In the first quarter of 2011, there were just two cases reported in East Staffordshire.

But there have already been 29 reports of people contracting the illness in 2014.

This reflects a county-wide trend that has seen reported cases jump for five in 2011 to 50 this year.

Nationally, levels of the disease have hit a 30-year high.

Mark Sutton, Staffordshire County Council’s public health boss, said: “There has been a sharp rise in the number of reported cases in the county and across the country.

“The council’s public health team is working closely with regional colleagues to see if there is a reason for the increase, particularly in East Staffordshire and in the meantime it is sensible to see your GP if you think your child may have symptoms.”

Symptoms of scarlet fever include a fine, pink-red rash that ‘feels like sandpaper’ to touch.

It can start in one area but spread quickly to the ears, neck and chest.

Sufferers will also have a high temperature, a ‘flushed’ face and a red, swollen tongue.

Although most scarlet fever cases are mild and can be treated by antibiotics, there is no vaccine and the condition can lead to complications in some children.

Dr Alison Teale, consultant in public health with Staffordshire County Council, said: “If children do have symptoms such as the fine red rash and high temperature then they should contact their GP as soon as possible.
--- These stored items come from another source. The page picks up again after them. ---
Issue #3160, opened 2026-08-25
Use of `PICO_HARD_FLOAT_ABI`


dpgeorge:
In MicroPython we want to enable `-mfloat-abi=hard` for all RP2350 boards when in ARM mode.

But simply adding `set(PICO_HARD_FLOAT_ABI ON)` to our `CMakeLists.txt` forces it to be on for RP2040 as well which leads to a compile error.

On the other hand, we don't know that we are on RP2350 until we have included `${PICO_SDK_PATH}/pico_sdk_init.cmake` and done `pico_sdk_init()`, but by then it's too late to set `PICO_HARD_FLOAT_ABI`.

Maybe I'm missing something simple here... how to enable hard float ABI for only the RP2350 ARM builds?

dpgeorge:
I did find somewhat of a workaround for this, which requires each board to set `PICO_PLATFORM` (and all rp2350 boards already did that):
```
# include board-specific config
# ...

if(PICO_PLATFORM)
    if(${PICO_PLATFORM} STREQUAL "rp2350")
        set(PICO_HARD_FLOAT_ABI ON)
    endif()
endif()

# include and set up pico-sdk
# ...
```

kilograham:
sorted in develop

dpgeorge:
Thank you!

PR #3162, opened 2026-08-29
Ignore PICO_HARD_FLOAT_ABI=1 on RP2040 with warning; add PICO_NO_HARD_FLOAT_ABI_WARNING to suppress

kilograham:


dpgeorge:
Thanks!

cmake/preload/toolchains/util/pico_arm_gcc_common.cmake
```diff
@@ -1,12 +1,18 @@
 # PICO_CMAKE_CONFIG: PICO_HARD_FLOAT_ABI, use hard floating point ABI, type=bool, default=0, group=build, docref=cmake-toolchain-config
+# PICO_CMAKE_CONFIG: PICO_NO_HARD_FLOAT_ABI_WARNING, disable warning when PICO_HARD_FLOAT_ABI is set when not supported, type=bool, default=0, group=build, docref=cmake-toolchain-config
```
will-v-pi: Is it worth adding `(e.g. on RP2040)`?


```suggestion
# PICO_CMAKE_CONFIG: PICO_NO_HARD_FLOAT_ABI_WARNING, disable warning when PICO_HARD_FLOAT_ABI is set when not supported (e.g. on RP2040), type=bool, default=0, group=build, docref=cmake-toolchain-config
```

lurch:
Does this fix #3160 ?

kilograham:
fixes #3160

cmake/preload/toolchains/util/pico_arm_gcc_common.cmake
kilograham: i had it in there but took it out - i guess i'll put it back ;=)

will-v-pi (approved):
Thanks, LGTM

“Although most children respond very well to antibiotics, the illness is very infectious so it is important that people are treated as swiftly as possible.”

Public Health England is looking into possible reasons for the spike in cases of the infection.

Scarlet fever is a bacterial illness that causes a distinctive pink-red rash.

It is mainly caught by children, most commonly between the ages of two and eight.

Although historically a very dangerous infection, it has now become much less serious.